# "Brems Licht!!!!!"



## MyAudiGoFast (Apr 5, 2001)

so my mom gets home today and tells me that her little warning screen in her 100 is coming on saying "brems licht" i got this translated and it means "brake lightly". first of all, why did the car throw it into german, not english? and second of all, what exactly does this mean? my mom has always been a 2-foot driver(i tell her she should race







) and occasionally rides the brakes but she said she didnt slam on her brakes or anything recently......








Thanks in advance
~Danny


----------



## billzcat1 (Sep 10, 2001)

*Re: "Brems Licht!!!!!" (MyAudiGoFast)*

Ummm there are more than one ways to translate "licht"....It literally means "Light" but that could also mean "lightly". I would suggest checking the bulbs in the taillights. funny how easy it is with a proper translation. I have no idea on the German thing.

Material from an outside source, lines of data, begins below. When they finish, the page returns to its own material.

PR #9656, opened 2023-02-20
Remove ^M characters from Dictionary test

Lord-McSweeney:
Using Github's line ending conversion to CRLF. Github's online editor does this automatically, but it also shows the whole file as changed, even though the only manual change made was a single newline added in between two traces.


n0samu:
Can you please also fix the `dictionary_delete` and `dictionary_in` tests? They have the same problem.

relrelb (approved):
LGTM. I wonder if we can check for CRLF in CI, so future PRs will be rejected.

PR #9657, opened 2023-02-21
avm2: Use a lookup table for cosine in `SoundMixer.computeSpectrum()`

torokati44:
This results in 128 times fewer calls to the builtin `cosf` function.

While this is still the most naive implementation with two simple nested loops (so no recursive Cooley-Tukey-style `N*log(N)` complexity[^1]), and it does not even seem to autovectorize much; the main bottleneck was the `cos` computation, not the number of multiplications.

The recently added unit test still passes of course, as there was no meaningful change made to the main algorithm itself.

The improved performance can be seen best on web, with these loops:
 - https://z0r.de/L/z0r-de_7812.swf
 - https://z0r.de/L/z0r-de_7855.swf
 
For example, z0r 7812 before:
image

And after:
image

[^1]: https://www.youtube.com/watch?v=nmgFG7PUHfo

### DIFF
--- a/core/src/avm2/globals/flash/media/soundmixer.rs
+++ b/core/src/avm2/globals/flash/media/soundmixer.rs
@@ -155,27 +155,26 @@ pub fn compute_spectrum<'gc>(
             x.abs().ln().max(0.0) / 4.0
         }
 
-        // Need to make a copy of the samples used by the FFT, so they aren't
-        // modified in place.
-        let mut inp = [[0.0; 2]; 512];
-        inp.copy_from_slice(&hist[..512]);
-
-        // We could stop earlier here, depending on the value of 'stretch'.
-        for (freq, h) in hist.iter_mut().take(512).enumerate() {
-            let mut sum_left = 0.0;
-            let mut sum_right = 0.0;
-
-            for (i, sample) in inp.iter().enumerate() {
-                let freq = freq as f32;
-                let i = i as f32;
-                let coeff = (std::f32::consts::PI * freq * i / 1024.0).cos();
-
-                sum_left += sample[0] * coeff;
-                sum_right += sample[1] * coeff;
-            }
-
-            *h = [postproc(sum_left), postproc(sum_right)];
+        // Precompute a single period of the cosine function to be used as a lookup table.
+        let mut cos_lut = [0.0f32; 2048];
+        for (i, c) in cos_lut.iter_mut().enumerate() {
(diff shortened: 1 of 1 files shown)


core/src/avm2/globals/flash/media/soundmixer.rs
```diff
@@ -155,27 +155,26 @@ pub fn compute_spectrum<'gc>(
...
-            for (i, sample) in inp.iter().enumerate() {
-                let freq = freq as f32;
-                let i = i as f32;
-                let coeff = (std::f32::consts::PI * freq * i / 1024.0).cos();
-
-                sum_left += sample[0] * coeff;
-                sum_right += sample[1] * coeff;
-            }
+        // Precompute a single period of the cosine function to be used as a lookup table.
+        let mut cos_lut = [0.0f32; 2048];
```
adrian17, line 159: just to be sure, do we wanna have all these arrays to be on stack?

adrian17 (approved):

core/src/avm2/globals/flash/media/soundmixer.rs
torokati44: I did try to make the LUT:
 - An embedded constant, but:
   - I couldn't find a way to compute it at compile time with a `const fn` (loops not allowed and IIRC `cos` is not `const`).
   - I didn't want to embed it a big pile of literals just due to cosmetics.
   - Also this would have increased the binary size for no good reason.
 - A reused lazily computed global, but:
   - Rust is not very good with mutable global state without trickery.

All of these mostly to avoid any `cos` calls in the actual invocations (or at least in the after the first).
 
And for all the arrays, not just the LUT: I don't know, does it matter that much? Does it have a particular penalty on WASM? I personally didn't notice anything like that.

adrian17: > does it matter that much

Generally big arrays on stack (4b*2048 is not extreme, but also not small anymore) always increase the risk of accidental stack overflows in the long run. But I might be overreacting :)

torokati44: Oh, I see. Well, that is a valid concern, but I also think that these couple of KiBs shouldn't be that critical. Let's hope we're right... :)

torokati44:
Thank you for the review and merge @adrian17!

torokati44:
For future reference, I received a very nice (and accurate!) tip on how to substitute the two nested loops with a proper FFT:
https://github.com/ejmahler/rust_dct/issues/13#issuecomment-1465340496

PR #9659, opened 2023-02-21
render: Fix blending onto BitmapData contents

Aaron1011:
When rendering to an offscreen texture for `Bitmapdata.draw`, we first render to a temporary frame buffer, and then copy the contents of the frame buffer back to the target texture. However, this results in blend modes being incorrectly applied - for example, rendering with BlendMode.SUBTRACT will subtract against the framebuffer (which starts with each pixel as 0x00000000), instead of the previous BitmapData contents.

To fix this, we now use our texture target as the frame buffer
when performing `render_offscreen`. This ensure that we blend
over existing pixels (taking into account the `blendMode` provided
in the `BitmapData.draw` call).

When multisampling is enabled, we use a copy pipeline to copy
the existing contents of our texture to a fresh multisampled frame
buffer (the non-multisampled texture target becomes our resolve buffer).


SN902:
In this commit most blending parts broken (wind, rainbow, stars, water splashes)
[Rd_flying.zip](https://github.com/ruffle-rs/ruffle/files/10793779/Rd_flying.zip)

Aaron1011:
@SN902 I've reimplemented the logic - RD_Flying is now working for me locally

Lord-McSweeney:
Fixes #3086 fully, fixes the regression in #1839.

SN902:
@Aaron1011 all regressions is gone, i approve this commit. :)

Dinnerbone (approved):

PR #9661, opened 2023-02-21
core: Produce an error when BitmapData.draw call is unsupported

Aaron1011:
If our render backend doesn't support BitmapData.draw, then we shouldn't try to continue execution normally (in AVM2). Many SWFs rely on inspecting the resulting `BitmapData` to implement game logic, which will result in strange bugs if the draw wasn't actually performed.

### DIFF
--- a/core/src/bitmap/bitmap_data.rs
+++ b/core/src/bitmap/bitmap_data.rs
@@ -47,6 +47,11 @@ impl LehmerRng {
 #[collect(no_drop)]
 pub struct Color(i32);
 
+#[derive(Debug, Clone)]
+pub enum BitmapDataDrawError {
+    Unimplemented,
+}
+
 impl Color {
     pub fn blue(&self) -> u8 {
         (self.0 & 0xFF) as u8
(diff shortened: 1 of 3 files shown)


core/src/bitmap/bitmap_data.rs
```diff
@@ -1350,7 +1351,7 @@ impl<'gc> BitmapData<'gc> {
         blend_mode: BlendMode,
         clip_rect: Option<Rectangle<Twips>>,
         context: &mut UpdateContext<'_, 'gc>,
-    ) {
+    ) -> bool {
```
relrelb, line 1354: Wouldn't it be more appropriate to return a `Result` here?

core/src/avm2/globals/flash/system/Capabilities.as
```diff
@@ -9,5 +9,11 @@ package flash.system {
         public static function get version(): String {
             return "LNX 32,0,0,465"
         }
+        public static function get manufacturer(): String {
```
danielhjacobs, line 12: This file should not be included.

danielhjacobs: Your commit also has the wrong name.

Dinnerbone (approved):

Maybe because the automatic GPS Zip-Code processor built into the car is malfunctioning and it thinks it's back in Germany?
For the record - my CQ's Autocheck actually says "Brake Light"
HTH



[Modified by billzcat1, 1:00 AM 11-11-2001]


----------



## MyAudiGoFast (Apr 5, 2001)

*Re: "Brems Licht!!!!!" (billzcat1)*

it is a brake light that is out. still no idea why it was in german but oh well we got everything taken care of http://****************.com/smile/emthup.gif 
~Danny


----------



## Eolair (May 10, 2001)

*Re: "Brems Licht!!!!!" (MyAudiGoFast)*

Bremslicht means "braking light", and it means your brake light is out, as you already discovered.


----------



## absolutcq20v (Sep 7, 2000)

*Re: "Brems Licht!!!!!" (Eolair)*

Did something get disconnected so as to reset the computer? You can change the default back to english but I'm not completely sure how to. Maybe ask over at AudiWorld.


----------